PR #691, opened 2026-01-20
Some pre work to get ready to do voting reward calculations

akhi3030:
#### Problem

This work is carved out of https://github.com/anza-xyz/alpenglow/pull/682 as that is going to get too big.

- As seen in #682, The reward slot is needed to do calculations.  As such, the consensus rewards container is updated to return the reward slot along with the list of validators.
- To keep the types a bit saner, `BuildRewardCertsResponse` is updated to return errors instead of `None` on failures.
- `PohRecorderError` is updated to return errors when building reward certs fails.  This required moving some types around.
- Other minor related changes

### DIFF
--- a/votor-messages/src/reward_certificate.rs
+++ b/votor-messages/src/reward_certificate.rs
@@ -149,7 +149,7 @@ pub struct BuildRewardCertsRespSucc {
     /// Notar reward certificate.  None if no notar votes were registered.
     pub notar: Option<NotarRewardCertificate>,
     /// If at least one of the certs above is present, then this contains the slot for which the reward certs were built and the list of validators in the certs.
-    pub reward_slot_and_validators: Option<(Slot, Vec<Pubkey>)>,
+    pub validators: Vec<Pubkey>,
 }
 
 /// Error returned when build reward certs fails.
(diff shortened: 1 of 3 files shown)


votor-messages/src/reward_certificate.rs
```diff
@@ -125,3 +128,41 @@ impl NotarRewardCertificate {
...
+
+/// Response when the reward certs are built successfully.
+#[derive(Default)]
+pub struct BuildRewardCertsRespSucc {
+    /// Skip reward certificate.  None if no skip votes were registered.
+    pub skip: Option<SkipRewardCertificate>,
+    /// Notar reward certificate.  None if no notar votes were registered.
+    pub notar: Option<NotarRewardCertificate>,
+    /// If at least one of the certs above is present, then this contains the slot for which the reward certs were built and the list of validators in the certs.
+    pub reward_slot_and_validators: Option<(Slot, Vec<Pubkey>)>,
```
AshwinSekar: nit: maybe it would be better to put these with the `skip` and `notar`:
`skip: Option<(Slot, SkipRewardCertificate)>`
or even directly in the *RewardCertificate type?

That way you have type enforcement of "cert present, slot present"

akhi3030: actually came up with a even cleaner approach.

AshwinSekar (approved):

═══

WHAT YOU WILL DO — If a line in the entries contains "least", copy it.

ANSWER BOX —
     /// If at least one of the certs above is present, then this contains the slot for which the reward certs were built and the list of validators in the certs.
+    /// If at least one of the certs above is present, then this contains the slot for which the reward certs were built and the list of validators in the certs.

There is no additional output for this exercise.